THE DATA START
PR #5625, opened 2018-07-17
I5568 static theme display on disco

### LINKED ISSUE #5568: Update logic in disco pane so static themes is displayed similiarly to lightweight themes

once static themes are [added to the disco pane](https://github.com/mozilla/addons-server/issues/8572), we should make sure it looks similar to lightweight themes

rebmullin:
fixes #5568 

note: the functionality updates are coming in another PR

### DIFF
--- a/src/core/utils/index.js
+++ b/src/core/utils/index.js
@@ -315,13 +315,3 @@ export const addQueryParamsToHistory = ({
   return qhistory(history, _stringify, _parse);
 };
 
-export const getPreviewImage = (addon, { version = 0, full = true } = {}) => {
-  const preview = addon.previews.length && addon.previews[version];
-  if (preview) {
-    const previewSize = full ? 'image_url' : 'thumbnail_url';
-    return preview[previewSize] && isAllowedOrigin(preview[previewSize])
-      ? preview[previewSize]
-      : null;
-  }
-  return null;
-};
--- a/src/core/utils/index.js
+++ b/src/core/utils/index.js
@@ -314,12 +314,12 @@ export const addQueryParamsToHistory = ({
 }) => {
   return qhistory(history, _stringify, _parse);
 
-export const getPreviewImage = (
-  previews,
-  { version = 0, full = true } = {},
-) => {
-  const previewsType = full ? 'image_url' : 'thumbnail_url';
-  return previews && previews.length > 0 && previews[version][previewsType]
-    ? previews[version][previewsType]
-    : null;
+
+export const getPreviewImage = (addon, { version = 0, full = true } = {}) => {
+  const preview = addon.previews.length && addon.previews[version];
+  if (preview) {
+    const previewSize = full ? 'image_url' : 'thumbnail_url';
+    return preview[previewSize] || null;
+  }
+  return null;
 };
--- a/src/core/utils/index.js
+++ b/src/core/utils/index.js
@@ -313,7 +313,7 @@ export const addQueryParamsToHistory = ({
   _stringify = stringify,
 }) => {
   return qhistory(history, _stringify, _parse);
-
+};
 
 export const getPreviewImage = (addon, { version = 0, full = true } = {}) => {
   const preview = addon.previews.length && addon.previews[version];
--- a/src/core/utils/index.js
+++ b/src/core/utils/index.js
@@ -313,4 +313,13 @@ export const addQueryParamsToHistory = ({
   _stringify = stringify,
 }) => {
   return qhistory(history, _stringify, _parse);
+
+export const getPreviewImage = (
+  previews,
+  { version = 0, full = true } = {},
+) => {
+  const previewsType = full ? 'image_url' : 'thumbnail_url';
+  return previews && previews.length > 0 && previews[version][previewsType]
+    ? previews[version][previewsType]
+    : null;
 };
--- a/src/core/utils/index.js
+++ b/src/core/utils/index.js
@@ -319,7 +319,9 @@ export const getPreviewImage = (addon, { version = 0, full = true } = {}) => {
   const preview = addon.previews.length && addon.previews[version];
   if (preview) {
     const previewSize = full ? 'image_url' : 'thumbnail_url';
-    return preview[previewSize] || null;
+    return preview[previewSize] && isAllowedOrigin(preview[previewSize])
+      ? preview[previewSize]
+      : null;
   }
   return null;
 };
--- a/src/core/utils/index.js
+++ b/src/core/utils/index.js
@@ -314,4 +314,3 @@ export const addQueryParamsToHistory = ({
 }) => {
   return qhistory(history, _stringify, _parse);
 };
-
--- a/src/disco/components/Addon/index.js
+++ b/src/disco/components/Addon/index.js
@@ -122,33 +122,36 @@ export class AddonBase extends React.Component {
   }
 
   getThemeImage() {
-    const {
-      i18n,
-      name,
-      previewURL,
-      previews,
-      type,
-      getBrowserThemeData,
-    } = this.props;
+    const { type } = this.props;
 
     if (ADDON_TYPE_THEMES.includes(type)) {
-      const imageUrl =
+      const {
+        getBrowserThemeData,
+        i18n,
+        name,
+        previewURL,
+        previews,
+      } = this.props;
+
+      let imageUrl =
         previews && previews.length > 0 && previews[0].image_url
           ? previews[0].image_url
           : null;
 
-      const label = sprintf(i18n.gettext('Preview of %(name)s'), { name });
+      if (!imageUrl && type === ADDON_TYPE_THEME) {
+        imageUrl = previewURL;
+      }
 
       const headerImage = (
         <img
-          alt={label}
+          alt={sprintf(i18n.gettext('Preview of %(name)s'), { name })}
           className="Addon-theme-header-image"
-          src={imageUrl || previewURL}
+          src={imageUrl}
         />
       );
 
       /* eslint-disable jsx-a11y/href-no-hash, jsx-a11y/anchor-is-valid */
-      return !imageUrl && type === ADDON_TYPE_THEME ? (
+      return type === ADDON_TYPE_THEME ? (
         <a
           className="theme-image"
           data-browsertheme={getBrowserThemeData()}
--- a/src/disco/components/Addon/index.js
+++ b/src/disco/components/Addon/index.js
@@ -31,7 +31,7 @@ import translate from 'core/i18n/translate';
 import { withInstallHelpers } from 'core/installAddon';
 import { getAddonByGUID } from 'core/reducers/addons';
 import tracking, { getAddonTypeForTracking } from 'core/tracking';
-import { getPreviewImage } from 'core/utils';
+import { getPreviewImage, isTheme } from 'core/utils';
 import { sanitizeHTMLWithExternalLinks } from 'disco/utils';
 import { getClientCompatibility as _getClientCompatibility } from 'core/utils/compatibility';
 import LoadingText from 'ui/components/LoadingText';
@@ -123,13 +123,14 @@ export class AddonBase extends React.Component {
   }
 
   getThemeImage() {
-    const { type } = this.props.addon;
+    const { addon } = this.props;
+    const { type } = addon;
 
-    if (ADDON_TYPE_THEMES.includes(type)) {
-      const { addon, getBrowserThemeData, i18n } = this.props;
-      const { name, previewURL, previews } = addon;
+    if (isTheme(type)) {
+      const { getBrowserThemeData, i18n } = this.props;
+      const { name, previewURL } = addon;
 
-      let imageUrl = getPreviewImage(previews);
+      let imageUrl = getPreviewImage(addon);
 
       if (!imageUrl && type === ADDON_TYPE_THEME) {
         imageUrl = previewURL;
@@ -164,7 +165,7 @@ export class AddonBase extends React.Component {
   getDescription() {
     const { description, type } = this.props;
 
-    if (ADDON_TYPE_THEMES.includes(type)) {
+    if (isTheme(type)) {
       return null;
     }
 
--- a/src/disco/components/Addon/index.js
+++ b/src/disco/components/Addon/index.js
@@ -31,6 +31,7 @@ import translate from 'core/i18n/translate';
 import { withInstallHelpers } from 'core/installAddon';
 import { getAddonByGUID } from 'core/reducers/addons';
 import tracking, { getAddonTypeForTracking } from 'core/tracking';
+import { getPreviewImage } from 'core/utils';
 import { sanitizeHTMLWithExternalLinks } from 'disco/utils';
 import { getClientCompatibility as _getClientCompatibility } from 'core/utils/compatibility';
 import LoadingText from 'ui/components/LoadingText';
@@ -122,21 +123,13 @@ export class AddonBase extends React.Component {
   }
 
   getThemeImage() {
-    const { type } = this.props;
+    const { type } = this.props.addon;
 
     if (ADDON_TYPE_THEMES.includes(type)) {
-      const {
-        getBrowserThemeData,
-        i18n,
-        name,
-        previewURL,
-        previews,
-      } = this.props;
+      const { addon, getBrowserThemeData, i18n } = this.props;
+      const { name, previewURL, previews } = addon;
 
-      let imageUrl =
-        previews && previews.length > 0 && previews[0].image_url
-          ? previews[0].image_url
-          : null;
+      let imageUrl = getPreviewImage(previews);
 
       if (!imageUrl && type === ADDON_TYPE_THEME) {
         imageUrl = previewURL;
@@ -161,9 +154,7 @@ export class AddonBase extends React.Component {
           {headerImage}
         </a>
       ) : (
-        <a className="theme-image" href="#">
-          {headerImage}
-        </a>
+        <React.Fragment>{headerImage}</React.Fragment>
       );
     }
 
--- a/src/disco/components/Addon/index.js
+++ b/src/disco/components/Addon/index.js
@@ -14,7 +14,6 @@ import InstallButton from 'core/components/InstallButton';
 import {
   ADDON_TYPE_EXTENSION,
   ADDON_TYPE_THEME,
-  ADDON_TYPE_THEMES,
   CLICK_CATEGORY,
   DOWNLOAD_FAILED,
   ERROR,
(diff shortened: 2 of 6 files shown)


src/disco/components/Addon/index.js
```diff
@@ -121,31 +123,58 @@ export class AddonBase extends React.Component {
   }
 
   getThemeImage() {
-    const { getBrowserThemeData, i18n, name, previewURL } = this.props;
-    if (this.props.type === ADDON_TYPE_THEME) {
+    const { type } = this.props;
```
willdurand: I *think* `type` comes from the `addon` prop. I know it is available directly but that's because we spread the whole `addon` if I remember correctly. I think it would be slightly better to retrieve `type` from the `addon`.

This comment also applies to `name`, `previews` and probably `previewURL` too.

src/disco/components/Addon/index.js
```diff
@@ -121,31 +123,58 @@ export class AddonBase extends React.Component {
...
           onClick={this.installTheme}
         >
-          <img
-            src={previewURL}
-            alt={sprintf(i18n.gettext('Preview of %(name)s'), { name })}
-          />
+          {headerImage}
+        </a>
+      ) : (
+        <a className="theme-image" href="#">
```
willdurand: Do we really need a `a` here? It has no link and no `onClick` handler.

tests/unit/disco/components/TestAddon.js
```diff
@@ -386,22 +388,59 @@ describe(__filename, () => {
...
+    {
+      type: ADDON_TYPE_STATIC_THEME,
+      previews: [
+        {
+          ...fakePreview,
+          image_url: 'https://addons.cdn.mozilla.net/full/54321.png',
+        },
+      ],
+    },
+  ])(`Addon for %o`, async (testConfig) => {
```
willdurand: I like your use of `.each` but I would like to see a better description. Currently it is:

```
  ● /Users/williamdurand/projects/mozilla/addons-frontend/tests/unit/disco/components/TestAddon.js › Addon for { type: 'statictheme',
  previews:
   [ { id: 1,
       caption: 'Image 1',
       image_url: 'https://addons.cdn.mozilla.net/full/54321.png',
       thumbnail_url: 'https://addons.cdn.mozilla.net/thumb/1.png',
       image_size: [ 400, 200, [length]: 2 ],
       thumbnail_size: [ 200, 100, [length]: 2 ] },
     [length]: 1 ] } › renders the correct image for a theme
```

it is not really readable. I think here that would make more sense to have to set of tests because you are not exactly testing the same things it seems (otherwise `previews` would have the same content, no?)

Alternatively, you can use and configure `previews` in the `beforeEach` block:

```
describe.each([ADDON_TYPE_THEME, ADDON_TYPE_STATIC_THEME])(`Addon with type = %s`, (type) => {
});
```

src/disco/components/Addon/index.js
rebmullin: Yeh I guess it makes sense to move this to the functionality PR where it does have the its own onClick

tests/unit/disco/components/TestAddon.js
rebmullin: I saw some of the same repeating tests but I see what you're saying. Let me try this way you suggest with just type.

rebmullin:
> One question: do you also see the static theme being enabled time to time? Not always. I don't really know why (and it does not matter).

hey @willdurand, are you seeing this on dev? static themes in disco is supposed to be enabled here. @eviljeff set it up that way a  a few weeks ago...
I am actually not sure how this is switched off tho and if QA has been toggling this for testing..? If they are it should be more "on" then "off" tho... I've not seen it disabled since I knew it was enabled...

tests/unit/disco/components/TestAddon.js
rebmullin: let me know if how it have it now is ok. I extracted some of it..

rebmullin:
hey @willdurand, thanks for the feedback. Do you mind taking another look at this one?

src/core/utils/index.js
```diff
@@ -304,3 +304,13 @@ export const normalizeFileNameId = (filename) => {
...
+
+export const getPreviewImage = (
+  previews,
+  { version = 0, full = true } = {},
+) => {
+  const previewsType = full ? 'image_url' : 'thumbnail_url';
+  return previews && previews.length > 0 && previews[version][previewsType]
+    ? previews[version][previewsType]
+    : null;
+};
```
rebmullin: I've only used the function here in this related section.. but I'll set up a follow issue/PR to use this in the other places too

src/disco/components/Addon/index.js
```diff
@@ -121,31 +124,48 @@ export class AddonBase extends React.Component {
   }
 
   getThemeImage() {
-    const { getBrowserThemeData, i18n, name, previewURL } = this.props;
-    if (this.props.type === ADDON_TYPE_THEME) {
+    const { type } = this.props.addon;
+
+    if (ADDON_TYPE_THEMES.includes(type)) {
```
willdurand: Should we use `isTheme()` here?

src/disco/components/Addon/index.js
```diff
@@ -121,31 +124,48 @@ export class AddonBase extends React.Component {
...
+      const { addon, getBrowserThemeData, i18n } = this.props;
```
willdurand: Would it make sense to get the addon above? (You use `this.props.addon`) to retrieve the `type`, but maybe we can get the `addon` first, and then its type.

src/disco/components/Addon/index.js
```diff
@@ -121,31 +124,48 @@ export class AddonBase extends React.Component {
...
           onClick={this.installTheme}
         >
-          <img
-            src={previewURL}
-            alt={sprintf(i18n.gettext('Preview of %(name)s'), { name })}
-          />
+          {headerImage}
         </a>
+      ) : (
+        <React.Fragment>{headerImage}</React.Fragment>
```
willdurand: Do you really need a fragment here?

src/disco/components/Addon/index.js
```diff
@@ -121,31 +124,48 @@ export class AddonBase extends React.Component {
...
     }
+
     return null;
   }
 
   getDescription() {
     const { description, type } = this.props;
 
-    if (type === ADDON_TYPE_THEME) {
+    if (ADDON_TYPE_THEMES.includes(type)) {
```
willdurand: `isTheme()`?

tests/unit/disco/components/TestAddon.js
```diff
@@ -386,25 +388,57 @@ describe(__filename, () => {
     });
   });
 
-  describe('<Addon type="theme"/>', () => {
-    let root;
+  describe.each([ADDON_TYPE_THEME, ADDON_TYPE_STATIC_THEME])(
+    `Addon for %s`,
```
willdurand: > Addon with type = %s

What do you think?

tests/unit/disco/components/TestAddon.js
```diff
@@ -386,25 +388,57 @@ describe(__filename, () => {
...
+  });
 
+  describe('<Addon type="theme"/>', () => {
     it('calls installTheme on click', () => {
       const installTheme = sinon.stub();
-      const addon = result;
+      const addon = {
+        ...result,
+        type: ADDON_TYPE_THEME,
+      };
```
willdurand: What is `result` here? Also, I think we should be using `createInternalAddon()` from `core/reducers/addons`.

tests/unit/disco/components/TestAddon.js
```diff
@@ -386,25 +388,57 @@ describe(__filename, () => {
...
-    it('does render the theme image for a theme', () => {
-      expect(root.find('.theme-image')).toHaveLength(1);
-    });
+      it("doesn't render the logo for a theme", () => {
+        expect(root.find('.logo')).toHaveLength(0);
+      });
 
-    it("doesn't render the logo for a theme", () => {
-      expect(root.find('.logo')).toHaveLength(0);
+      it("doesn't render the description for a theme", () => {
```
willdurand: You might not need "for a theme" every time since it is grouped into a `describe` block that should mention the type of the addon.

src/core/utils/index.js
willdurand: Would it make sense to pass the `addon` object instead?

Can you find a way to reuse this helper function somewhere else?

eviljeff:
>> One question: do you also see the static theme being enabled time to time? Not always. I don't really know why (and it does not matter).

> hey @willdurand, are you seeing this on dev? static themes in disco is supposed to be enabled here. @eviljeff set it up that way a a few weeks ago...
I am actually not sure how this is switched off tho and if QA has been toggling this for testing..? If they are it should be more "on" then "off" tho... I've not seen it disabled since I knew it was enabled...

yeah static themes should be included in the API response on if `disco-staticthemes-dev` waffle switch is enabled.

src/disco/components/Addon/index.js
rebmullin: If I don't have this, it breaks. This is kind of temporary tho anyway, b/c in the functionality PR, we should add back the `a` wrapper tag which has an onClick (a special case for static themes). I realize your work might override that with your work but I am just going off what I know my changes would be for now :)

willdurand: mmh, what exactly is breaking? A fragment renders nothing, and I believe `headerImage` is a valid element.

willdurand:
> hey @willdurand, are you seeing this on dev? static themes in disco is supposed to be enabled here. @eviljeff set it up that way a a few weeks ago...
> I am actually not sure how this is switched off tho and if QA has been toggling this for testing..? If they are it should be more "on" then "off" tho... I've not seen it disabled since I knew it was enabled...

Sorry, I was not clear. I meant, when I click to install a theme, it gets enabled sometimes, but not always. I am not sure why because I thought that was not possible.

tests/unit/disco/components/TestAddon.js
rebmullin: results comes from `loadedAddons` function which is actually used in the DiscoPane component:

`const result = loadedAddons(_state)[0];`

Is that okay?

willdurand: ah ok, yes. sorry I was a bit lost but not your fault :)

src/core/utils/index.js
rebmullin: hmm..I am not sure I am understanding why we should pass in `addon` instead... But let me take another look...

willdurand: I think I gave you a bad hint about this function. Do you think we can reuse it somewhere else? The code looks similar but not exactly the same (there are calls to `isAllowedOrigin()` for instance).

rebmullin:
> Sorry, I was not clear. I meant, when I click to install a theme, it gets enabled sometimes, but not always. I am not sure why because I thought that was not possible.

I think this is part of the bug with static theme. I had to explicitly call `enable()` for static themes. I know you said you removed/refactored the Switch but I had something like this:

https://github.com/mozilla/addons-frontend/pull/5683/files#diff-fd3a9b2c8bff28448f81457a3e53f828R25

That PR is a little bit outdated (needs a rebase) but I believe you should always see it working there

src/disco/components/Addon/index.js
rebmullin: I see this in console:

Caught application error: Invariant Violation: "Objects are not valid as a React child (found: object with keys {headerImage}). If you meant to render a collection of children, use an array instead.

Alt text

src/core/utils/index.js
rebmullin: oh sorry I missed your comment above about isAllowedOrigin and I guess the hint too:) ...

Yeh I guess I missed that piece of it. I am honestly not sure why it's in some places but not others (isAllowedOrigin). I guess I can add it to the getPreviewImage function. Would that work?

rebmullin: So I added this isAllowedOrigin to the function. It just adds an extra step which I thought would be okay.  I *think* now it should cover the other cases too. Let me know what you think.

willdurand:
@rebmullin I have integrated most of your changes in #5712 🎉

rebmullin:
> I have integrated most of your changes in #5712 

that's awesome @willdurand. I'll close this and #5683 out once that goes through 🎉

willdurand:
@rebmullin what's the status of this PR?

rebmullin:
@willdurand, oh? I thought you were kind of taking this over. I can def update this in the am tho if you need it. let me know...

src/core/utils/index.js
```diff
@@ -314,3 +314,14 @@ export const addQueryParamsToHistory = ({
 }) => {
   return qhistory(history, _stringify, _parse);
 };
+
+export const getPreviewImage = (addon, { version = 0, full = true } = {}) => {
```
willdurand: Can we move this function to `src/core/imageUtils.js`?

willdurand: Is it really a `version` or just an index?

src/disco/components/Addon/index.js
```diff
@@ -121,31 +123,49 @@ export class AddonBase extends React.Component {
   }
 
   getThemeImage() {
-    const { getBrowserThemeData, i18n, name, previewURL } = this.props;
-    if (this.props.type === ADDON_TYPE_THEME) {
+    const { addon } = this.props;
+    const { type } = addon;
```
willdurand: You could probably destructure `type` from `this.props.addon`;

src/disco/components/Addon/index.js
```diff
@@ -121,31 +123,49 @@ export class AddonBase extends React.Component {
...
+
+    if (isTheme(type)) {
+      const { getBrowserThemeData, i18n } = this.props;
+      const { name, previewURL } = addon;
+
+      let imageUrl = getPreviewImage(addon);
+
+      if (!imageUrl && type === ADDON_TYPE_THEME) {
+        imageUrl = previewURL;
```
willdurand: Does that mean `imageUrl` can be `null` for a static theme? What should we be displaying then?

src/disco/components/Addon/index.js
willdurand: mmh, this works for me:

```js
      return type === ADDON_TYPE_THEME ? (
        <a
          className="theme-image"
          data-browsertheme={getBrowserThemeData()}
          href="#"
          onClick={this.installTheme}
        >
          {headerImage}
        </a>
      ) : (
        headerImage
      );

```

src/disco/components/Addon/index.js
```diff
@@ -233,7 +253,7 @@ export class AddonBase extends React.Component {
     }
 
     const addonClasses = makeClassName('addon', {
-      theme: type === ADDON_TYPE_THEME,
+      theme: ADDON_TYPE_THEMES.includes(type),
```
willdurand: Why not using `isTheme()` here?

tests/unit/core/utils/test_index.js
```diff
@@ -792,4 +797,81 @@ describe(__filename, () => {
...
+            ...fakePreview,
+            image_url: 'https://addons.cdn.mozilla.net/image.not.used.here.png',
+          },
+        ],
+      });
+      const image = getPreviewImage(addon);
+      expect(image).toEqual(fullImage);
+    });
+
+    it('returns the full image from the 2nd item in the previews array', () => {
```
willdurand: I get it but this is weird to see `2nd` in the description and `version: 1` in the assertion.

tests/unit/core/utils/test_index.js
```diff
@@ -792,4 +797,81 @@ describe(__filename, () => {
       });
     });
   });
+
+  describe('getPreviewImage', () => {
+    it('returns the first full image from the previews array', () => {
+      const fullImage = 'https://addons.cdn.mozilla.net/full/12345.png';
```
willdurand: Can we use `${config.get('amoCDN')}` instead of `https://addons.cdn.mozilla.net` everywhere?

src/disco/components/Addon/index.js
rebmullin: Static themes should always have this. This was only set up for persona. Initially I was thinking after migration (of lwt themes) persona would have the previews too but it actually should change the type too and never hit here after the migration happens. If that makes sense..

tests/unit/core/utils/test_index.js
rebmullin: hmm ok..let me try something else

src/core/utils/index.js
rebmullin: yeh index is better, thanks

rebmullin: yep, I'll move that too..

tests/unit/disco/components/TestAddon.js
```diff
@@ -385,25 +387,58 @@ describe(__filename, () => {
...
+          type: ADDON_TYPE_STATIC_THEME,
+        },
+      });
+      const image = shallowRoot.find('.Addon-theme-header-image');
+      expect(image.prop('src')).toEqual(fullImage);
+      expect(image).toHaveProp('alt', `Preview of ${newAddonName}`);
     });
+  });
 
+  describe('<Addon type="theme"/>', () => {
```
willdurand: Can we rename this description to: `addon with type "theme"`

tests/unit/disco/components/TestAddon.js
```diff
@@ -385,25 +387,58 @@ describe(__filename, () => {
...
 
-    it("doesn't render the logo for a theme", () => {
-      expect(root.find('.logo')).toHaveLength(0);
+      it("doesn't render the description", () => {
+        expect(root.find('.editorial-description')).toHaveLength(0);
+      });
+    },
+  );
+
+  describe('<Addon type="statictheme"/>', () => {
```
willdurand: Can we rename this description to: `addon with type "static theme"`

tests/unit/disco/components/TestAddon.js
```diff
@@ -385,25 +387,58 @@ describe(__filename, () => {
...
 
+  describe('<Addon type="theme"/>', () => {
     it('calls installTheme on click', () => {
       const installTheme = sinon.stub();
-      const addon = result;
+      const addon = {
+        ...result,
+        type: ADDON_TYPE_THEME,
+        previews: [],
+      };
```
willdurand: Why do we need this change?

tests/unit/disco/components/TestAddon.js
```diff
@@ -385,25 +387,58 @@ describe(__filename, () => {
...
+            {
+              ...fakePreview,
+              image_url: fullImage,
+            },
+          ],
+          type: ADDON_TYPE_STATIC_THEME,
+        },
+      });
+      const image = shallowRoot.find('.Addon-theme-header-image');
+      expect(image.prop('src')).toEqual(fullImage);
```
willdurand: You can use `toHaveProp` too here.

tests/unit/disco/components/TestAddon.js
rebmullin: previews has to be empty and type persona. The getPreviewImage checks inside the add for this info and I believe the default is type extension with previews. SO i am just updating it to match the results for lightweight theme

PR #5630, opened 2018-07-17
Update eslint-plugin-amo

willdurand:
I have updated the `eslint-plugin-amo` with more rules, see: https://github.com/willdurand/eslint-plugin-amo#rules.


willdurand:
ah well, node 6 😄 – going to release a fix for that.

willdurand:
> I don't understand your comment at #5630 (comment), but regardless this works locally for me. r+

@bobsilverberg the plugin had a small issue on node 6 and I found it thanks to our test suite here. So I released a new version of the plugin to make it compatible with node 6 again.

Issue #5635, opened 2018-07-17
Disable the "Save collection" button unless one of the fields in the edit form has been changed


bobsilverberg:
As discussed in last week's front-end UX meeting, the following changes should be made to the collection edit screen:

1. Move the select which is used to add an add-on to a collection from the edit form into the card below (the one that currently holds the sort select).
2. Disable the "Save collection" button unless one of the fields in the edit form has been changed.

bobsilverberg:
I've decided to split this into two issues. The first requirement above was moved into issue #5675, so I am going to repurpose this issue to be solely about the second requirement, which is to disable the "Save collection" button unless one of the fields in the edit form has been changed.

AlexandraMoga:
Verified on AMO -dev with FF61, WIn10x64 and Android 8.0

The Save button for the edit collection form is disabled until one of the fields - name, description, url - are edited.

![save button](https://user-images.githubusercontent.com/31961530/43131744-6e28452c-8f42-11e8-94da-4b9753ea4a0d.gif)


I have filed a follow up issue #5702  for my concern regarding the Save button state after an add-on is added/removed from the collection

PR #5636, opened 2018-07-17
Allow the CollectionManager to display CollectionDetails instead of an edit form

bobsilverberg:
Ref #5508 
Depends on #5619 

Note that this is built on top of the patch from #5619, and therefore only the second commit is relevant to this patch.

This displays the collection details instead of an edit form when a user does not have full edit permission for a collection. Note that this is not a full solution for #5508, as we also need to move the select box which is used to add an add-on to a collection into the card with the sort select in order to give a user access to add an add-on to a collection in this scenario. That latter part will be addressed by issue #5635. I didn't include it in this patch to try to keep the size small.


bobsilverberg:
I think it actually makes sense to implement #5635 before this, so I'm going to mark this as blocked for now.

bobsilverberg:
This is now ready to be reviewed. The UI works, but there is one outstanding issue which has been reported at mozilla/addons-server#8747. It is still not possible for a user with one of the above permissions to add an add-on to a collection when it should be allowed. A user can remove add-ons from a collection and add/change/remove notes for add-ons, but cannot add an add-on.

src/amo/components/CollectionManager/index.js
```diff
@@ -211,12 +213,24 @@ export class CollectionManagerBase extends React.Component<
...
       i18n,
       isCollectionBeingModified,
+      showEditForm,
       siteLang,
     } = this.props;
     const { description, name, slug } = this.state;
 
+    if (!showEditForm) {
+      return (
+        <CollectionDetails
```
kumar303: Handling this logic here puts an undue burden on `CollectionManager`. The logic burden is already on `Collection` so why not continue handling it there? Unless I'm missing something, keeping it in `Collection` is as simple as:

```diff
diff --git a/src/amo/components/Collection/index.js b/src/amo/components/Collection/index.js
index ab3bb3b14..067d5e0b3 100644
--- a/src/amo/components/Collection/index.js
+++ b/src/amo/components/Collection/index.js
@@ -318,7 +318,8 @@ export class CollectionBase extends React.Component<InternalProps> {
       showEditButton,
     } = this.props;
 
-    if (creating || editing) {
+    const managingCollection = creating || editing;
+    if (managingCollection && hasEditPermission) {
       return (
         <CollectionManager
           collection={collection}
@@ -333,7 +334,7 @@ export class CollectionBase extends React.Component<InternalProps> {
       <CollectionDetails
         collection={collection}
         filters={filters}
-        showEditButton={showEditButton}
+        showEditButton={showEditButton && !managingCollection}
       />
     );
   }
```

src/amo/components/CollectionManager/index.js
```diff
@@ -211,12 +213,24 @@ export class CollectionManagerBase extends React.Component<
...
+          collection={collection}
+          filters={filters}
+          showEditButton={false}
```
kumar303: Once you enter edit mode as a maintainer, there is no way to get out of edit mode (besides pressing the browser *back* button). I suggest showing a button like *Finish editing* which will behave the same as *Cancel* on the edit form.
THE DATA END
_YOUR GOAL_. Every line containing the string "CollectionBase" should be pulled from the listing and copied.

_THE COMPLETED TASK_.
@@ -318,7 +318,8 @@ export class CollectionBase extends React.Component<InternalProps> {
@@ -333,7 +334,7 @@ export class CollectionBase extends React.Component<InternalProps> {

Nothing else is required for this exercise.